We won't quibble with numbers. We're not scientists, after all.
It's apparent EPA officials recognize the threat of perchlorate to public health. Why else get involved in Rialto's efforts to purge the perchlorate flowing through its water supply? Though the city's treatment system ensures perchlorate and other chemicals used in industrial cleaning are removed from the water before it reaches the tap, there is little doubt about the harm posed to those who ingest too much of it.
Sen. Barbara Boxer has been fighting for years to get the EPA to set a standard that protects children, pregnant women and other groups particularly susceptible to the effects of the chemical.
"Perchlorate is a clear and present danger to California's public health," Boxer said in 2003 after first introducing legislation to force the EPA to develop standards for the pollutant. "We can't wait to address this threat."

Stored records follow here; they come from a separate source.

PR #1516, opened 2023-03-27
⚠️ Remove PortOpts.SecurityGroups

### LINKED ISSUE #1251: Deprecating/Replacing securityGroups field from OpenStackMachineTemplate ports

lentzi90:

SecurityGroupFilters can be used in all cases where SecurityGroups were used and supports additional use cases.
This removes SecurityGroups from the PortOpts in v1alpha7.
SecurityGroups are converted to SecurityGroupFilters automatically on up conversion. On down conversion, any previously set SecurityGroups or SecurityGroupFilters will be restored as they were before the up conversion.

Fixes #1251 and replaces #1291 

**TODOs**:

- [x] squashed commits
- [x] includes documentation
- [x] adds unit tests

/hold


docs/book/src/topics/crd-changes/v1alpha6-to-v1alpha7.md
```diff
@@ -33,3 +33,25 @@ The OpenStackMachine spec previously contained a `subnet` field which could used
...
 used, difficult to use, and could not be extended to support IPv6. It is
 removed without replacement.
+
+#### Removal of Port SecurityGroups
+
+The Port field of the OpenStackMachine spec previously contained both `securityGroups` and `securityGroupFilters`.
+As `securityGroups` can easily be replaced with `securityGroupFilters`, that can express the same and more, `securityGroups` has now been removed.
+CAPO can automatically convert `securityGroups` to `securityGroupFilters` when upgrading.
+Downgrading will however *not* give back `securityGroups` but instead retain the `securityGroupFilters`.
+
```
mdbooth, line 43: I think this is no longer true, right? Should probably also update the PR description.

api/v1alpha6/conversion.go
```diff
@@ -86,6 +86,11 @@ func restorev1alpha6MachineSpec(previous *OpenStackMachineSpec, dst *OpenStackMa
 	// Subnet is removed from v1alpha7 with no replacement, so can't be
 	// losslessly converted. Restore the previously stored value on down-conversion.
 	dst.Subnet = previous.Subnet
+	// SecurityGroups is removed from v1alpha7 with no replacement.
+	// Restore the previously stored value on down-conversion.
+	for i := range dst.Ports {
+		dst.Ports[i].SecurityGroups = previous.Ports[i].SecurityGroups
```
mdbooth, line 92: The fuzzer tests don't seem to like this, btw. Didn't we decided that as ports are immutable it'd be easier just to replace the whole ports slice?

lentzi90: Yes, true! I will put this back in WIP mode until I have time to fix this

lentzi90:
I think this one is ready for review now @mdbooth

api/v1alpha6/conversion.go
```diff
@@ -94,6 +94,20 @@ func restorev1alpha6MachineSpec(previous *OpenStackMachineSpec, dst *OpenStackMa
 	dst.Ports = previous.Ports
 }
 
+func restorev1alpha6ClusterStatus(previous *OpenStackClusterStatus, dst *OpenStackClusterStatus) {
+	// PortOpts.SecurityGroups have been removed in v1alpha7
+	// We restore the whole PortOpts/Networks since they are anyway immutable.
+	if previous.ExternalNetwork != nil {
```
mdbooth, line 100: Couple of interesting notes:

Firstly, it looks like ExternalNetwork might be mutable! I doubt this is intentional, though.

Secondly, the only reason you have to do this at all is because the Network type is used in too many places and doesn't make sense in most/all of them. Cleaning it up may be the largest remaining v1beta1 task.

Given the above I suspect it may be ok to merge this anyway. I'll try to get back to it properly later: I haven't had time to follow these thoughts through fully yet.

mdbooth: No, it's not mutable: the webhook prevents changes. The second point still stands, but not relevant to this PR.

docs/book/src/topics/crd-changes/v1alpha6-to-v1alpha7.md
```diff
@@ -111,3 +111,24 @@ The OpenStackMachine spec previously contained a `subnet` field which could used
...
+# securityGroups are available in v1alpha6
+securityGroups:
+- 60ed83f1-8886-41c6-a1c7-fcfbdf3f04c2
+- 0ddd14d9-5c33-4734-b7d0-ac4fdf35c2d9
+- 4a131d3e-9939-4a6b-adea-788a2e89fcd8
+# securityGroupFilters are available in both v1alpha6 and v1alpha7
+securityGroupFilters:
+- UUID: 60ed83f1-8886-41c6-a1c7-fcfbdf3f04c2
+- UUID: 0ddd14d9-5c33-4734-b7d0-ac4fdf35c2d9
+- UUID: 4a131d3e-9939-4a6b-adea-788a2e89fcd8
```
mdbooth, line 133: I think this should be:
```suggestion
- id: 60ed83f1-8886-41c6-a1c7-fcfbdf3f04c2
- id: 0ddd14d9-5c33-4734-b7d0-ac4fdf35c2d9
- id: 4a131d3e-9939-4a6b-adea-788a2e89fcd8
```

Incidentally, we should consider how to cleanup inconsistent use of id and uuid for OpenStack resources throughout the API. We should probably pick one and add it as an option everywhere it's not used, and mark the other one as deprecated.

pkg/cloud/services/networking/port.go
```diff
@@ -303,39 +305,3 @@ func (s *Service) GarbageCollectErrorInstancesPort(eventObject runtime.Object, i
...
-	}
-	distinctSecurityGroupIDs := make([]string, 0, securityGroupCount)
-	// collect distict values
-	for key := range uids {
-		if key == "" {
-			continue
-		}
-		distinctSecurityGroupIDs = append(distinctSecurityGroupIDs, key)
-	}
-	return distinctSecurityGroupIDs, nil
```
mdbooth, line 340: Do we need to retain this code which removes duplicates?

mdbooth (commented):
I think the docs need a fix. Undecided on the duplicates removal. Why was that added in the first place? Do those reasons apply to filters as well as uuids? I would have thought this kind of functionality makes more sense if we were merging security groups from the port and the instance, but we're not doing that.

Two more thoughts: we should probably (separately) also change OpenStackMachineSpec.SecurityGroups to be SecurityGroupFilter instead of SecurityGroupParam. The latter looks entirely redundant.

And related, for consistency with OpenStackMachineSpec I wonder if we should rename SecurityGroupFilters to SecurityGroups in the port spec after all 🤔

Given where we are, though, I think this can merge without the additionals. We can continue to evolve the API in v1alpha7 in separate PRs if we choose to.

docs/book/src/topics/crd-changes/v1alpha6-to-v1alpha7.md
lentzi90: Good catch! I got so confused by this that I'm going to put what I found here for future reference.
The `PortOpts.SecurityGroupFilters` is `[]SecurityGroupParam`. This struct has the `UUID` field that translates to uuid in json/yaml, so that is what I should have put in the docs.
https://github.com/kubernetes-sigs/cluster-api-provider-openstack/blob/e35f1ca854b8bd7c3a06df8ff406aeb5f6c79d82/api/v1alpha7/types.go#L32-L39
To make things more confusing, the struct also contains a `Filter` of type `SecurityGroupFilter`. This is the one that has `ID` instead of `UUID`. I guess this is what you were talking about also? We could probably just use `SecurityGroupFilter` everywhere and get rid of the `SecurityGroupParam` struct.

pkg/cloud/services/networking/port.go
lentzi90: Good question. From my understanding it was added to ensure that `securityGroupFilters` and `securityGroups` when merged didn't produce duplicates. Since we now remove the `securityGroups` it should no longer be needed. The `securityGroupFilters` are already de-duplicated [here](https://github.com/kubernetes-sigs/cluster-api-provider-openstack/blob/e35f1ca854b8bd7c3a06df8ff406aeb5f6c79d82/pkg/cloud/services/networking/securitygroups.go#L196).

docs/book/src/topics/crd-changes/v1alpha6-to-v1alpha7.md
lentzi90: Updated `UUID -> uuid`

mdbooth:
/lgtm

Up to you: do you want to pull the removal of SecurityGroupParam into this PR? Now that I've seen it I don't want to bring it forward into v1beta1.

mdbooth:
> /lgtm
> 
> Up to you: do you want to pull the removal of SecurityGroupParam into this PR? Now that I've seen it I don't want to bring it forward into v1beta1.

Actually lets merge this. I'll open an issue for removal of SecurityGroupParam. I think the only impact on this PR will be that we'll have to remember to update the docs again.

mdbooth:
I opened https://github.com/kubernetes-sigs/cluster-api-provider-openstack/issues/1548 to track a follow-up.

Yet, here we are. Waiting.
EPA officials chalk up the delay to the complexity of the issue - drinking water is only one source of perchlorate, they say. It's also found in milk, lettuce and other sources.
Boxer and others, meanwhile, accuse the EPA of playing politics and point to a March report from Government Accountability Office, which concluded the EPA's risk assessment process is influenced by the White House and other outside interests.
Thankfully, Boxer hasn't given up her fight. On Thursday, the Senate's Environment and Public Works Committee passed bills she sponsored to require the EPA to set perchlorate standards and resume testing of contaminated sites. A date has not been set for the full Senate's consideration of the bills.
We hope it's soon. Once approved, S.B. 150 would give the EPA 18 months to finish the job it started eight years ago.
Better yet, EPA officials could spare the Senate the hassle of further debate and finish the job now.